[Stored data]
Issue #491, opened 2023-08-31
Performance issues with noticable sample cutout


PaulFreund:
### Please describe the problem:

Performance seems to be degraded which is especially noticable for sample heavy tracks since sample cutout is very noticable.

Reproduction is  done with this song: [CORDAE](https://discord.com/channels/608916579421257728/991432258286268496/1146194461626474600)

### What is the expected behavior?

The song can be played in full without cutouts with current Official Beta and e2 generated v4.1.4-alpha3 commit. 

### What hardware did you reproduce it with?

OLED

### What firmware did you reproduce it with?

nightly, community, Built from community, Built from release/1.0, other

### If possible provide the steps to reproduce the issue and upload additional media:

1. Copy https://discord.com/channels/608916579421257728/991432258286268496 to your Songs folder
2. Load either firmware with Load/Run OLED Release
3. Load song (CORDAE) - Arranger is opening
4. Play the song and listen, tracks are indexed from 1 top to bottom
    * Latest Rohan beta/release or 4.1.4-alpha3 with e2: All tracks play to the end without manual interaction with the device
    * fa9ab593: It is normal that track 3 (rap acapella) is cutting out 8/10 times all other sounds should continue to play through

Assignment: The answer should consist only of the lines from the one containing "3. Load song (CORDAE) - Arranger is opening" through the last line of the data, given again exactly.

Written solution:
3. Load song (CORDAE) - Arranger is opening
4. Play the song and listen, tracks are indexed from 1 top to bottom
    * Latest Rohan beta/release or 4.1.4-alpha3 with e2: All tracks play to the end without manual interaction with the device
    * fa9ab593: It is normal that track 3 (rap acapella) is cutting out 8/10 times all other sounds should continue to play through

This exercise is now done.